» WHAT IS NEEDED: Please copy each line of the records below that holds the word "opened".

» Saved entries:
===============

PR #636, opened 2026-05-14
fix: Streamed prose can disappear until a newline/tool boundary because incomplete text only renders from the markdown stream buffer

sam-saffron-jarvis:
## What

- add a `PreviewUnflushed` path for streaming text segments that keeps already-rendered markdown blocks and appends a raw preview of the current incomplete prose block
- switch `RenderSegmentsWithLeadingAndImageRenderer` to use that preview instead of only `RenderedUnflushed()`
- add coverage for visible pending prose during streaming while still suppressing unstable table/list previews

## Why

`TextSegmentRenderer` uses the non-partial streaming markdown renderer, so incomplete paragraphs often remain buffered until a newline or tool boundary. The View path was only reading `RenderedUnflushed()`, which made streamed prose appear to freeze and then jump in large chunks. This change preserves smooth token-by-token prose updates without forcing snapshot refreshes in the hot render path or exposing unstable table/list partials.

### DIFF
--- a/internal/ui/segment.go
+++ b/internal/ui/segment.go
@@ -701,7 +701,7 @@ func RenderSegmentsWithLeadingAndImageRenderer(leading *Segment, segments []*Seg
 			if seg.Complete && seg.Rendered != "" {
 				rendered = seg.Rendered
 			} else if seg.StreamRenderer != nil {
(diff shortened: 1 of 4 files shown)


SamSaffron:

===============

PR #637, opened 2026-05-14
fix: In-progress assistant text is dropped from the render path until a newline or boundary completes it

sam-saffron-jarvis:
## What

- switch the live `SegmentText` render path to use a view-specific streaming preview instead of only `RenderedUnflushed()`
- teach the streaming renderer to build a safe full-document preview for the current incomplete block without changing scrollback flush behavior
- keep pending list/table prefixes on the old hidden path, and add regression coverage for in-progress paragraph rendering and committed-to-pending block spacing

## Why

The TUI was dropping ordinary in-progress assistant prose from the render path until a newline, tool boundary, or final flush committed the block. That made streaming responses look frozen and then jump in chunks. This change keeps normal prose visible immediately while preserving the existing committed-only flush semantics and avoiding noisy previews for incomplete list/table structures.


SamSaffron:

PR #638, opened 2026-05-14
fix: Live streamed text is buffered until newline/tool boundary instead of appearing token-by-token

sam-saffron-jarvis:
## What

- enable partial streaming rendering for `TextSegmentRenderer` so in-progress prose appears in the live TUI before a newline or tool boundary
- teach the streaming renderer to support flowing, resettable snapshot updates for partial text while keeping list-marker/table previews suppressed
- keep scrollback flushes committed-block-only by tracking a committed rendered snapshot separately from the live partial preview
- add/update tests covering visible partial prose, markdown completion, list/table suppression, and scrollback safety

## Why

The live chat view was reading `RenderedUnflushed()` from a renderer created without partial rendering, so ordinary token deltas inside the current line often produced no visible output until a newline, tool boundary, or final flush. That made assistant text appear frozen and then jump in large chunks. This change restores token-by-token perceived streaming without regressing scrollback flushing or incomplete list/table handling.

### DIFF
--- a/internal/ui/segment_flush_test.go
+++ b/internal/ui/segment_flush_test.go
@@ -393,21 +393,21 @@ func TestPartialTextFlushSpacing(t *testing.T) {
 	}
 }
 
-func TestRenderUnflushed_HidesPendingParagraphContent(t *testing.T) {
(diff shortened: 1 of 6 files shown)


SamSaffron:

===============

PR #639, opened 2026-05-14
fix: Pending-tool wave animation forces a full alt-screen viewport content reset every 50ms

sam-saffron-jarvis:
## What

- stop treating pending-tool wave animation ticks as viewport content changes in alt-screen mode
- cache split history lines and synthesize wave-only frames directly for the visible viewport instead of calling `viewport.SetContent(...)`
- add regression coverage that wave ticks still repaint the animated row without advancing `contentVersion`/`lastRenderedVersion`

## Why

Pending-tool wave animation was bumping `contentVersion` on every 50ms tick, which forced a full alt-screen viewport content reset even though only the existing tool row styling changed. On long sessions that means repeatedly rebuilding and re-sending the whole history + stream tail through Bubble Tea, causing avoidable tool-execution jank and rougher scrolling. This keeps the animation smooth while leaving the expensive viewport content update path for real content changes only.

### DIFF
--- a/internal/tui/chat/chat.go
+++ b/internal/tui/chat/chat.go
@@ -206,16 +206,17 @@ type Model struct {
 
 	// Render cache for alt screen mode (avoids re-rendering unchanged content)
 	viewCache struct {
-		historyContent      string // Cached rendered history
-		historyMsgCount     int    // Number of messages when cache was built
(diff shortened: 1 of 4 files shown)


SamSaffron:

===============

» SOLUTION FOR THIS PROBLEM:
PR #636, opened 2026-05-14
PR #637, opened 2026-05-14
PR #638, opened 2026-05-14
PR #639, opened 2026-05-14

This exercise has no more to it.